Author: Lobin, Henning [profile]; Rehm Georg [profile]
From Open Source to Open Information: Collaborative methods in creating XML-based markup languages
Until the beginning of the last decade, the Internet was primarily used by scientific, educational, and
military organisations for the exchange of information such as data files and electronic mail. The
advent of the
easy-to-use hypertext system World Wide Web has, however, begun a new era of the world-spanning
computer network.
In our paper we examine a part of the Information Marketplace (Dertouzos,1997) that will give users of
the World Wide Web a wide range of new possibilities for gathering information, a task that is
predominantly carried out using search engines.
One major property of search engines is the lack of semantic certainty that results from both the
absence of structure of the indexed documents as well as insufficient methods of information
extraction and information retrieval.
When using a search engine, a user is almost always confronted with hundreds or thousands of
documents but real relevance regarding the keywords entered is not necessarily given.
The aforementioned lack of structure in Web documents will be overcome in the next few years by an
augmented use of XML and a simultaneous turning away from HTML that only allows a rather coarse
annotation of textual elements such as headlines, tables, or paragraphs.
However, the new structural variety and liberty of XML bears the dangers of the continuous re-
invention of the wheel: As XML allows for a free definition of concrete markup languages like HTML, a
lot of proprietary XML-based annotation schemata will emerge that will make the process of automatic
information extraction by search engines difficult.

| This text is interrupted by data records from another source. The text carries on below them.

PR #1189, opened 2024-09-11
Add GET /workspace/<uuid>/ detail ancestry in payload

coderbydesign:
## Link(s) to Jira
- https://issues.redhat.com/browse/RHCLOUD-35031

To support the workspace UI, we'll need to supply ancestry for workspaces so that on the "detail" page for workspaces, breadcrumbs and links can be constructed in order to help with the UX for navigation and awareness.

**Questions:**

- Currently this adds ~all fields on the workspace (`description` may not be needed) to keep reuse and reduce complexity, do we feel like we should strip this down now?~ a custom serializer to just return `name`, `parent_id` and `uuid` in the `ancestry` list. 

- ~Do we think it's ok to always include `ancestry`, or would we want to optionally include it with a param/new endpoint like `/workspaces/<uuid>/ancestry` which in theory would require an additional call from the UI?~ We'll support an optional `?include_ancestry=true|false` query param which defaults to `false` to include the `ancestry: []` list.

## Local Testing
Query a workspace with ancestors (and children) `/workspaces/<uuid>/` and note that you should not see `ancestry` by default, but after querying `/workspaces/<uuid>/?include_ancestry=true` you'll see a list of workspace objects which can be used to build the tree back to the root parent, but no children.

```json
{
  "uuid": "3fa85f64-5717-4562-b3fc-2c963f66afa6",
  "parent_id": "3fa85f64-5717-4562-b3fc-2c963f66afa6",
  "name": "Workspace A",
  "description": "Description of Workspace A",
  "created": "2024-09-11T18:58:54.083Z",
  "modified": "2024-09-11T18:58:54.083Z",
  "ancestry": [
    {
      "uuid": "3fa85f64-5717-4562-b3fc-2c963f66afa6",
      "parent_id": "3fa85f64-5717-4562-b3fc-2c963f66afa6",
      "name": "Workspace A"
    }
  ]
}
```

## Checklist

- [ ] Input Validation
- [ ] Output Encoding
- [ ] Session Management
- [ ] Access Control
- [ ] Cryptographic Practices
- [ ] Data Protection
- [ ] Communication Security
- [ ] System Configuration
- [ ] Database Security
- [ ] File Management
- [ ] Memory Management

### DIFF
--- a/docs/source/specs/typespec/main.tsp
+++ b/docs/source/specs/typespec/main.tsp
@@ -103,13 +103,17 @@ namespace Workspaces {
         ...Timestamps;
     }
 
+    model WorkspaceWithAncestry extends Workspace {
+        ancestry: Workspace[];
+    }
+
     alias CreateWorkspaceRequest = BasicWorkspace;
 
     model CreateWorkspaceResponse extends BasicWorkspace{
         @statusCode _: 201;
     }
 
-    model ReadWorkspaceResponse extends BasicWorkspace{
+    model ReadWorkspaceResponse extends WorkspaceWithAncestry{
         @statusCode _: 200;
     }
 
--- a/docs/source/specs/typespec/main.tsp
+++ b/docs/source/specs/typespec/main.tsp
@@ -205,7 +205,10 @@ namespace Workspaces {
 
     @doc("List workspaces in a tenant")
     @summary("List workspaces in a tenant")
-    @get op list(): WorkspaceListResponse | Problems.CommonProblems;
+    @get op list(
+        @query limit?: int64 = 10;
+        @query offset?: int64 = 0;
+    ): WorkspaceListResponse | Problems.CommonProblems;
 
     @doc("Create workspace in tenant")
     @summary("Create workspace in tenant")
--- a/docs/source/specs/typespec/main.tsp
+++ b/docs/source/specs/typespec/main.tsp
@@ -111,7 +111,7 @@ namespace Workspaces {
 
     alias CreateWorkspaceRequest = BasicWorkspace;
 
-    model CreateWorkspaceResponse extends BasicWorkspace{
+    model CreateWorkspaceResponse extends Workspace{
         @statusCode _: 201;
     }
 
@@ -127,7 +127,9 @@ namespace Workspaces {
         @doc("Workspace A")
         name: string = "Workspace A";
         @doc("Description of Workspace A")
-        description?: string = "Description of Workspace A";
+        description: string = "Description of Workspace A";
+        @doc("Description of Workspace A")
+        parent_id: UUID = "Parent UUID of Workspace A";
     }
 
     model PatchWorkspaceRequest {
@@ -137,11 +139,11 @@ namespace Workspaces {
         description?: string = "Description of Workspace A";
     }
 
-    model UpdateWorkspaceResponse extends BasicWorkspace{
+    model UpdateWorkspaceResponse extends Workspace{
         @statusCode _: 200;
     }
 
-    model PatchWorkspaceResponse extends BasicWorkspace{
+    model PatchWorkspaceResponse extends Workspace{
         @statusCode _: 200;
     }
 
--- a/docs/source/specs/typespec/main.tsp
+++ b/docs/source/specs/typespec/main.tsp
@@ -103,7 +103,7 @@ namespace Workspaces {
         ...Timestamps;
     }
 
-    model WorkspaceAncestry {
+    model WorkspaceAncestor {
         @key uuid: UUID;
         parent_id?: UUID;
         name: string;
@@ -120,7 +120,7 @@ namespace Workspaces {
     }
 
     model ReadWorkspaceWithAncestryResponse extends ReadWorkspaceResponse {
-        ancestry: WorkspaceAncestry[];
+        ancestry: WorkspaceAncestor[];
     }
 
     model UpdateWorkspaceRequest {
--- a/docs/source/specs/typespec/main.tsp
+++ b/docs/source/specs/typespec/main.tsp
@@ -103,8 +103,10 @@ namespace Workspaces {
         ...Timestamps;
     }
 
-    model WorkspaceWithAncestry extends Workspace {
-        ancestry: Workspace[];
+    model WorkspaceAncestry {
+        @key uuid: UUID;
+        parent_id?: UUID;
+        name: string;
     }
 
     alias CreateWorkspaceRequest = BasicWorkspace;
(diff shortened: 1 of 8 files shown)


rbac/management/workspace/model.py
```diff
@@ -38,3 +38,14 @@ class Workspace(TenantAwareModel):
 
     class Meta:
         ordering = ["name", "modified"]
+
+    def ancestors(self):
+        """Return a list of ancestors for a Workspace instance."""
+        ancestors = []
+        parent = self.parent
```
lpichler, line 45: if there will performance implications with this it looks we can also leverage  recursive queries which Alec  mentioned recently, something like: (and then query workspaces objects)

```
WITH RECURSIVE ancestors AS (
    SELECT uuid, parent_id
    FROM management_workspace
    WHERE uuid = 'f503650a-c72e-446d-825d-39beb9e75eff' <- get ancestors for this workspaces 
    UNION ALL
    SELECT w.uuid, w.parent_id
    FROM management_workspace w
             INNER JOIN ancestors a ON a.uuid = w.parent_id
)
SELECT
    parent_id
FROM
    ancestors WHERE parent_id IS NOT NULL;
```

coderbydesign: @lpichler I ended up implementing similar to what you suggested here in [9061c6c](https://github.com/RedHatInsights/insights-rbac/pull/1189/commits/9061c6c870d0342e77379f09b70aaed9ebe34e21) with a few changes outlined in the commit/query you should be able to see.

rbac/management/workspace/model.py
```diff
@@ -38,3 +38,14 @@ class Workspace(TenantAwareModel):
 
     class Meta:
         ordering = ["name", "modified"]
+
+    def ancestors(self):
```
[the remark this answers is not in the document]
coderbydesign: The way this logic _was_, yes, otherwise we'd potentially have the ability to create an infinite loop. With [9061c6c](https://github.com/RedHatInsights/insights-rbac/pull/1189/commits/9061c6c870d0342e77379f09b70aaed9ebe34e21) we should be ok without them. In testing we'd just simulate a root without a parent.

rbac/management/workspace/model.py
```diff
@@ -38,3 +38,29 @@ class Workspace(TenantAwareModel):
...
+            WITH RECURSIVE ancestors AS
+              (SELECT uuid,
+                      parent_id
+               FROM management_workspace
+               WHERE uuid = %s
+               UNION SELECT w.uuid,
+                                w.parent_id
+               FROM management_workspace w
+               JOIN ancestors a ON w.uuid = a.parent_id)
+            SELECT uuid AS uuid,
```
coderbydesign, line 61: We need the `uuid` value for the next query, but Django requires the PK `id`, so I'm aliasing it here. This will still only return `uuid` but allows for the query to succeed.

rbac/management/workspace/model.py
```diff
@@ -38,3 +38,29 @@ class Workspace(TenantAwareModel):
 
     class Meta:
         ordering = ["name", "modified"]
+
+    def ancestors(self):
+        """Return a list of ancestors for a Workspace instance."""
+        ancestor_ids = [a.uuid for a in self._ancestry_queryset() if a.uuid != self.uuid]
+        ancestors = Workspace.objects.filter(uuid__in=ancestor_ids)
```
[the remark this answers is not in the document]
coderbydesign: Pushed this change into the serializer to chain `.only()` to the queryset, in order to leave this untouched in the event full ancestor objects are needed while still optimizing the serialized object query.

docs/source/specs/typespec/main.tsp
```diff
@@ -103,16 +103,26 @@ namespace Workspaces {
...
 
+    model WorkspaceAncestry {
+        @key uuid: UUID;
+        parent_id?: UUID;
+        name: string;
+    }
+
     alias CreateWorkspaceRequest = BasicWorkspace;
 
     model CreateWorkspaceResponse extends BasicWorkspace{
```
vbelchio, line 114: @coderbydesign Maybe we need to change here to `Workspace` instead of `BasicWorkspace` once the JSON response has all the fields.

coderbydesign: Updated!

rbac/management/workspace/model.py
astrozzc, line 45: This query would help so we don't have to do extra query, and get rid off that only() from the serializer:
`        return Workspace.objects.raw(
            """
            WITH RECURSIVE ancestors AS
              (SELECT name, uuid, parent_id
               FROM management_workspace
               WHERE uuid = %s
               UNION SELECT w.name, w.uuid, w.parent_id
               FROM management_workspace w
               JOIN ancestors a ON w.uuid = a.parent_id)
            SELECT uuid AS uuid,
                   uuid AS id,
                   name,
                   parent_id
            FROM ancestors
            WHERE uuid != %s
        """,
            [self.uuid, self.uuid],
        )
`

astrozzc (approved):
LGTM

rbac/management/workspace/model.py
coderbydesign: Hey @astrozzc! I'd considered similar as well, but wanted to leave the base method for returning `ancestors` actually returning the full object/queryset in the event that we need those objects' values. The `only()` call should modify the queryset before the query is executed since what comes out of here is the queryset. Thoughts?

astrozzc: Got it. Just worried a bit about the extra query, seems redundant. But sounds good to me

vbelchio (approved):
QE: Passed

docs/source/specs/typespec/main.tsp
```diff
@@ -103,21 +103,33 @@ namespace Workspaces {
...
+    }
+
     model UpdateWorkspaceRequest {
         @doc("Workspace A")
         name: string = "Workspace A";
         @doc("Description of Workspace A")
-        description?: string = "Description of Workspace A";
+        description: string = "Description of Workspace A";
+        @doc("Description of Workspace A")
+        parent_id: UUID = "Parent UUID of Workspace A";
```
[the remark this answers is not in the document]
coderbydesign: @alechenninger that all makes total sense. This specifically was to fix discrepancies between the current API behavior and the API spec so that clients can actually be built (currently `parent_id` is required in the update). I totally agree with what you're saying, and if it's good with you I'd prefer to log a ticket to _prevent_ `parent_id` from being changed, and not require it in PUT/PATCH.

docs/source/specs/typespec/main.tsp
```diff
@@ -103,21 +103,33 @@ namespace Workspaces {
         ...Timestamps;
     }
 
+    model WorkspaceAncestry {
```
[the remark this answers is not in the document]
coderbydesign: Updated in definition and reference.

docs/source/specs/typespec/main.tsp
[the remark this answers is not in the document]
coderbydesign: Logged a shell ticket here: https://issues.redhat.com/browse/RHCLOUD-35415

A large part of the success of the Internet and
especially the World Wide Web is based on the standardization of markup languages.
In our paper we will outline a development that will counteract this XML babel. The main reason for
this development is a paradigm in software development which has been successful for almost 20
years now. This paradigm, called Open Source (diBona et al., 1999, Raymond, 1999), made possible,
among other things, the free operating system Linux; it will give also the deployment of quasi
standardized XML-based markup languages new anddecisive impulses.
These impulses will result in what we want to call Open Information. Our paper will at first give a brief
introduction by highlighting the current state of the art in annotating information for their use on the
World Wide Web.
Besides XML we will look at new standards that have emerged lately for making metainformation more
explicit and for the building up of conceptual hierarchies.
Subsequently, we will take a look at the roots, the motivation and the current understanding of the
phenomenon of Open Source.
The main part of the talk will combine the paradigm of Open Source software development with the
collaborative creation and maintenance of XML-based markup languages and annotation schemata for
Electronic Publishing.
References:
Dertouzos, Michael (1997): What will be. New York: HarperEdge.
DiBona, Chris; Ockman, Sam and Stone, Mark (eds.) (1999): Open Sources: Voices from the Open Source Revolution. Cambridge etc.: O'Reilly.
Raymond, Eric S. (1999): The Cathedral and the Bazaar: Musings on Linux and Open Source by an Accidental Revolutionary. Cambridge etc.: O'Reilly.